Ajuster ou stratifier selon le sexe pour discerner le risque de trouble musculosquelettique des extrémités supérieures ?
Gender ajustement or stratification in discerning upper extremity musculoskeletal disorder risk ?

B. Silverstein, J. Fan, C. Smith, S. Bao, N. Howard, P. Spielholz, D. Bonauto, E. Viikari-Juntura Scandinavian Journal of Work, Environment and Health, 2009, vol.35, n°2, pages 113-126. Bibliographie.
Le but de cette étude américano-finlandaise était d’explorer dans quelle mesure « l’ajustement » selon le sexe masque d’importantes différences d’exposition entre les hommes et les femmes dans une enquête sur le syndrome de la coiffe des rotateurs (SCR), le syndrome du canal carpien (SCC) et les expositions professionnelles.
Cette enquête transversale portant sur 733 sujets dans 12 lieux de travail du milieu de soins et de l’industrie de l’état de Washington (USA) a utilisé des méthodes détaillées d’évaluation des expositions professionnelles et de la santé individuelle. Au moyen d’une analyse par régression logistique multiple, les auteurs ont comparé les modèles ajustés et stratifiés selon le sexe.

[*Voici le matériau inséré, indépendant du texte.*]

PR #6838, opened 2015-03-31
PLATFORM-1093: Exit early if data is incorrect in SendGridPostbackV3Controller

wladekb:
Code flow didn't exit when data is empty or non-array. Logging and flow was fixed and should no longer throw warnings.

https://wikia-inc.atlassian.net/browse/PLATFORM-1093

/cc @macbre

### DIFF
--- a/includes/wikia/api/SendGridPostBackApiV3Controller.class.php
+++ b/includes/wikia/api/SendGridPostBackApiV3Controller.class.php
@@ -24,6 +24,13 @@ class SendGridPostbackV3Controller extends WikiaApiController {
 		if (empty($events)) {
 			Wikia::log(__METHOD__, false, "No data to process", true);
 			wfProfileOut( __METHOD__ );
+			return;
+		}
+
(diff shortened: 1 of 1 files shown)


includes/wikia/api/SendGridPostBackApiV3Controller.class.php
```diff
@@ -24,6 +24,13 @@ public function log() {
 		if (empty($events)) {
 			Wikia::log(__METHOD__, false, "No data to process", true);
 			wfProfileOut( __METHOD__ );
+			return;
+		}
+
+		if (!is_array($events)) {
+			Wikia::log(__METHOD__, false, "Supplied data is not an array (JSON begins with): " . @substr($data,0,100), true);
+			wfProfileOut( __METHOD__ );
+			return;
```
macbre: As we're here why not replace ``Wikia::log`` calls with `WikiaLogger` (via `Loggable` trait) and log with context.

PR #6841, opened 2015-03-31
CONCF-80: support two endpoints for mercury api purges

owend:
Purge both internal and external cache for mercury api calls. 
@bognix @Warkot


bognix:
LGTM

PR #6842, opened 2015-03-31
Dat 2677

jacekjursza:
MediaWiki conncetor for our microservices.

@pchojnacki @drsnyder @SebastianMarzjan


includes/wikia/services/ConsulService.class.php
```diff
@@ -0,0 +1,134 @@
...
+	 */
+	public function getServiceTag()	{
+		return $this->serviceTag;
+	}
+
+	/**
+	 * @param $serviceTag
+	 * @return $this
+	 */
+	public function setServiceTag( $serviceTag )	{
```
drsnyder: The spacing here looks off. Running the [stylize command](https://github.com/Wikia/guidelines/blob/master/PHP/CodingConventions.md#mediawiki-php-style-helper) should fix it.

includes/wikia/services/ExternalServicesQueryService.class.php
```diff
@@ -0,0 +1,87 @@
...
+			'{query_path}' => $queryPath
+		) );
+		return $url;
+	}
+
+	protected function request( $method, $queryPath, $additionalOptions = [] ) {
+		$url = $this->getUrl( $queryPath );
+		$result = $this->real_request( $method,
+										$url,
+										array_merge( $this->getHttpOptions(), (array)$additionalOptions ) );
```
drsnyder: Same issue here regarding the spacing.

includes/wikia/DefaultSettings.php
```diff
@@ -351,6 +351,8 @@
 $wgAutoloadClasses['FormBuilderService']  =  $IP.'/includes/wikia/services/FormBuilderService.class.php';
 $wgAutoloadClasses['LicensedWikisService']  =  $IP.'/includes/wikia/services/LicensedWikisService.class.php';
 $wgAutoloadClasses['ArticleQualityService'] = $IP.'/includes/wikia/services/ArticleQualityService.php';
+$wgAutoloadClasses['ConsulService'] = $IP.'/includes/wikia/services/ConsulService.class.php';
+$wgAutoloadClasses['ExternalServicesQueryService'] = $IP.'/includes/wikia/services/ExternalServicesQueryService.class.php';
```
drsnyder: I think this code should reside in [`app/lib/Wikia`](https://github.com/Wikia/app/tree/dev/lib/Wikia/src) instead of `app/includes/wikia/services`. That way, it will comply with the [PHP autoloading standards](http://www.php-fig.org/psr/psr-4/) and you won't have to do the manual autoloading.

For the name/ns, I would suggest `Wikia/Util/Consul` or `Wikia/Service/Util/Consul`.

includes/wikia/services/ConsulService.class.php
```diff
@@ -0,0 +1,134 @@
+<?php
+class ConsulService extends Service {
+
+	const DATA_CENTER_SJC = "sjc";
+	const DATA_CENTER_POZ = "poz";
+	const DATA_CENTER_RES = "res";
```
drsnyder: I don't think we should be defining these here. They should be injected via config / the environment. Same with the tags below.

includes/wikia/services/ConsulService.class.php
```diff
@@ -0,0 +1,134 @@
...
+	protected $serviceTag;
+	protected $serviceName;
+
+	public function __construct( $serviceName, $serviceTag=null ) {
+
+		$this->serviceName = $serviceName;
+
+		if ( $serviceTag === null ) {
+			$serviceTag = $this->isDevelopmentEnv() ? self::TAG_TESTING : self::TAG_PRODUCTION;
+		}
```
drsnyder: I wouldn't accept null for the `$serviceTag`. Make this a requirement at object creation. Then this logic and the dependency on `F:app()` below can fall away.

includes/wikia/services/ConsulService.class.php
```diff
@@ -0,0 +1,134 @@
...
+
+		$this->serviceTag = $serviceTag;
+		return $this;
+	}
+
+	/**
+	 * @return bool
+	 */
+	protected function isDevelopmentEnv() {
+		return F::app()->wg->DevelEnvironment === true;
```
drsnyder: Generally speaking, we are trying to eliminate the coupling (adhesion if you will) between libraries in `lib/Wikia` and anything in core mediawiki. It makes them easier to test, easier to reason about, and easier to properly open source.

includes/wikia/services/ConsulService.class.php
```diff
@@ -0,0 +1,134 @@
...
+	/**
+	 * Build consul service host name <{tag}.{service}.service.{dataCenter}.consul>
+	 * @return string
+	 */
+	public function getConsulServiceName() {
+		$name = strtr(self::SERVICE_NAME_SCHEMA, array(
+			'{tag}' => $this->getServiceTag(),
+			'{service}' => $this->getServiceName(),
+			'{dataCenter}' => $this->getDataCenter()
+		));
```
drsnyder: You may want to do some sanitization of these strings to make sure they are valid host names.

includes/wikia/services/ConsulService.class.php
```diff
@@ -0,0 +1,134 @@
...
+	}
+
+
+	/**
+	 * Get all host/port for the service.
+	 * @param $consulServiceHost
+	 * @return array
+	 */
+	public function getResolvedRecords( $consulServiceHost ) {
+		$records = dns_get_record( $consulServiceHost, DNS_SRV );
```
drsnyder: If this returns `false` will we get an error or a warning in the loop below? How can we test this?

includes/wikia/services/ExternalServicesQueryService.class.php
```diff
@@ -0,0 +1,87 @@
...
+	 * @param array $httpOptions
+	 * @return $this
+	 */
+	public function setHttpOptions( $httpOptions )	{
+		$this->httpOptions = $httpOptions;
+		return $this;
+	}
+
+	protected function getUrl( $queryPath ) {
+		$target = $this->consulService->resolve();
```
drsnyder: Will we get errors below if `$target` is false? Should we check that first and exit early? Same below in the caller `$this->request()`.

includes/wikia/services/ExternalServicesQueryService.class.php
```diff
@@ -0,0 +1,87 @@
...
+			$logger = \Wikia\Logger\WikiaLogger::instance();
+			$logger->error( "ExternalServiceQuery fail", [ "serviceName" => $this->consulService->getServiceName(),
+														 	"serviceTag" => $this->consulService->getServiceTag(),
+														 	"url" => $url ] );
+		}
+		return $result;
+	}
+
+	protected function real_request( $method, $url, $options ) {
+		return Http::request( $method, $url, $options );
```
drsnyder: I think we should move away from the MW HTTP library especially in `lib/Wikia`. There are better [3rd party libraries out there](http://docs.guzzlephp.org/en/latest/).

lib/Wikia/src/Util/Consul/ConsulConfig.php
```diff
@@ -0,0 +1,85 @@
+<?php
+namespace Wikia\Util\Consul;
+
+class ConsulConfig {
+
+	protected $urlSchema = "{tag}.{service}.service.{dataCenter}.consul";
```
owend: Tag and data center are optional so perhaps we should construct this with an implode?  In our case, we probably use data center almost everywhere but tag is less frequent.

lib/Wikia/src/Util/Consul/ConsulService.php
```diff
@@ -0,0 +1,62 @@
...
+		$resolved = [ ];
+		if ( is_array( $records ) && !empty( $records ) ) {
+			foreach ( $records as $record ) {
+				$resolved[ ] = [ 'host' => $record[ 'target' ], 'port' => $record[ 'port' ] ];
+			}
+		}
+		return $resolved;
+	}
+
+	protected function doResolve( $consulServiceHost ) {
```
owend: This is only called once, and it's protected, so I'm not sure if we need a helper function here.  Not every PHP core function call needs a wrapper.

lib/Wikia/src/Util/Consul/ExternalServicesQuery.php
```diff
@@ -0,0 +1,40 @@
+<?php
+namespace Wikia\Util\Consul;
+use Wikia\Logger\WikiaLogger;
+
+/**
+ * Class for querying Wikia Microservices provided by Consul
+ * TODO: do actual request functionality
```
owend: What's the plan for this TODO?  Something more like a general REST client?

lib/Wikia/src/Util/Consul/ConsulService.php
drsnyder: Well... testing is difficult if you don't have a way to mock this. You can mock the private method but not the native PHP function.

lib/Wikia/src/Util/Consul/ExternalServicesQuery.php
```diff
@@ -0,0 +1,40 @@
...
+		$target = $this->consulService->resolve();
+
+		$url = strtr( self::URL_SCHEMA, array(
+			'{host}' => $target[ 'host' ],
+			'{port}' => $target[ 'port' ],
+			'{query_path}' => $queryPath ) );
+		return $url;
+	}
+
+	public function logFail( $url ) {
```
SebastianMarzjan: Where are we using this method?

lib/Wikia/src/Util/Consul/ExternalServicesQuery.php
```diff
@@ -0,0 +1,40 @@
...
+		$logger = WikiaLogger::instance();
+		$logger->error( "ExternalServiceQuery fail", [
+			"serviceName" => $this->consulService->getConfig()->getServiceName(),
```
SebastianMarzjan: I'd suggest going with Law of Demeter here and either logging the url only or exposing getServiceName() from consulService

lib/Wikia/src/Util/Consul/ConsulConfig.php
jacekjursza: In current setup i believe we should keep "tag" required, because in other case we get services with "production" tag and "testing" tag.

lib/Wikia/src/Util/Consul/ExternalServicesQuery.php
jacekjursza: We probably need something that will handle the communication between MW and services (logging, retrying, fail handling). As this topic is much broader that our small project - I decided to not implement the functionality at the moment.

SebastianMarzjan:
In the current scope LGTM. It'll need to be expanded in future for sure, but covers what is needed for our use case at the same time allowing for extension.

lib/Wikia/src/Util/Consul/ConsulService.php
```diff
@@ -0,0 +1,63 @@
...
+
+	/**
+	 * Get single host/port for the service.
+	 * @return array ['host'=>, 'port'=>],
+	 */
+	public function resolve() {
+		$consulServiceHost = $this->config->getConsulServiceName();
+		$records = $this->getResolvedRecords( $consulServiceHost );
+		if ( !empty( $records ) ) {
+			// always first, consul is rotating the set
```
drsnyder: Consul might be rotating but I'm not sure about the different caching layers that might be involved. There could be PHP/apache caching, libc, os, and name server. I don't think it's important for this PR but we do want to understand more about the consequences of always taking the first.

drsnyder:
Some of the tests are still failing. OTW, LGTM. Thanks for refactoring!

SebastianMarzjan:
No action for over a quarter, closing since AFAIK this is parallel to work currently happening.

La prévalence de SCR et de SCC chez les femmes était respectivement de 7,1% et 11,3%, et chez les hommes de 7,8% et 6,8%. Dans les analyses ajustées (sexe, âge, indice de masse corporelle) du SCR et du SCC, le sexe n’était pas statistiquement significativement différent. Pour le SCR, la flexion de l’avant bras supérieure ou égale à 45° et la pince en force maximum augmentaient les odds ratios (OR) dans le modèle ajusté selon le sexe (OR 2,66 ; IC 95% ; 1,26 à 5,59) mais essentiellement chez les femmes dans l’analyse stratifiée (OR 6,68 ; IC 95% 1,81 à 24,66 versus OR 1, 45 ; IC 95% 0,53 à 4,00). Pour le SCC, la déviation du poignet radius /cubitus supérieure ou égale à 4%, le temps et la charge à lever supérieure ou égale à 4,5 kg plus de 3% du temps, l’OR ajusté était plus élevé pour les femmes (OR 4,85 ; IC 95% 2,12 à 11,11) et dans les analyses stratifiées selon le sexe, les odds ratios étaient augmentés pour les deux sexes à la fois (femmes OR 5,18 ; IC 95% 1,70 à 15,81 et hommes OR 3,63 ; IC 95% 1,08 à 12,18).
En conclusion, les différences selon les sexes dans la réponse aux expositions professionnelles physiques peuvent refléter une ségrégation au travail selon le sexe et des différences potentielles dans la capacité à pincer et à soulever. Une réduction de ces expositions peut diminuer la prévalence des troubles du membre supérieur pour tous les travailleurs.